Sydneysiders will be allowed to travel into South Australia for the first time in 2021 from Sunday, provided there are no new coronavirus cases in New South Wales.

Key points:

  • Sydney residents have not been able to travel to South Australia since January 1
  • Travel from regional NSW has since been reopened
  • All travel restrictions will be removed on Sunday, but testing requirements will remain

Sydney, Wollongong and Central Coast residents have been banned from entering SA since a hard border was imposed on New Year’s Day, while South Australians returning home have had to do a 14-day quarantine on returning.

But South Australia’s Transition Committee today agreed to remove those restrictions, subject to the identification of no further cases of coronavirus in NSW.

From 12:01am on Sunday morning, anyone who has been in the Greater Sydney area since restrictions were imposed will be able to travel to South Australia and not have to quarantine.

But travellers who have been in Sydney, Wollongong or the Central Coast will still need to get tested.

“The obligation on them will be to submit to a PCR test on day one, five and 12 and after the day one test they are required to isolate until they get their PCR result,” SA Police Commissioner Grant Stevens said.

They will need to return a negative result on their day one test before being allowed out from quarantine.

Testing requirements on travellers from regional NSW will be removed.

Sydney arrivals who are currently serving their 14-day quarantine will be able to leave on Sunday morning but will need to submit to PCR tests.

Today’s decision came after NSW recorded no cases with an unidentified source in 12 days.

A Virgin Australia aeroplane lands at Adelaide Airport on December 20, 2020.(ABC News)

Families and businesses hurt by restrictions

The police commissioner said the move was the “most reasonable step we think we can put in place” to allow “freedom of movement between NSW and South Australia”.

“So we’re trying to find that middle ground position where we’re protecting South Australians but enabling as much travel as possible between states and territories, so this is a good step forward.

“We’ll continue to monitor the situation in NSW and as soon as we can remove that PCR testing for Greater Sydney we’ll certainly do that.”

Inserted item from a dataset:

PR #380, opened 2025-07-14
fix R code for special character query parameters

### LINKED ISSUE #379: Bug: R Code Generation Does Not Quote Parameters with Special Characters (e.g., `codes[]`)
When using the library to convert an HTTP request into an R code snippet, **parameters with special characters** (such as `codes[]` or `demo-param`) are not being quoted correctly in the generated R code. This causes an error in R because such parameters are not valid without quotes.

The travel restrictions were put in place on New Year’s Day in response to the coronavirus cluster on Sydney’s northern beaches.

Mr Stevens said South Australia’s COVID–19 transition committee would look at wastewater analysis from NSW and the number of community transmission cases to determine when to remove all testing requirements.

South Australia today recorded its seventh day with no new coronavirus cases, including in hotel quarantine.

A woman has her temperature checked at Adelaide Airport.(ABC News)

However, Deputy Chief Public Health Officer Michael Cusack urged people to continue to get tested.

“Even if you have the mildest symptoms at all, get tested,” Dr Cusack said.

Vaccine rollout on track

Meanwhile, Health Minister Stephen Wade said he remains confident the rollout of the COVID–19 vaccine in South Australia will not be affected by international supply delays.

South Australia is due to start distributing the Pfizer vaccine from mid-February, starting with vulnerable groups and frontline workers.

The rest of the public will be immunised from the middle of the year.

Mr Wade said he was aware of vaccine shortages overseas but that it was unlikely to affect domestic supply.

“The latest information I had is that there is no reason to revise our current schedules, which is we hope to be rolling out the first vaccines by mid to late February and, by October, we hope to have the whole population vaccinated,” he said.

South Australia has today recorded its highest-ever child-immunisation rate, at almost 95 per cent.

Mr Wade said that was a good sign that the uptake of the COVID–19 vaccine would also be high.

“These high immunisation rates have been delivered in the face of a wave of misinformation and conspiracy theories,” he said.

“I think what that shows is Australians are willing to hear the science, are willing to back the science.”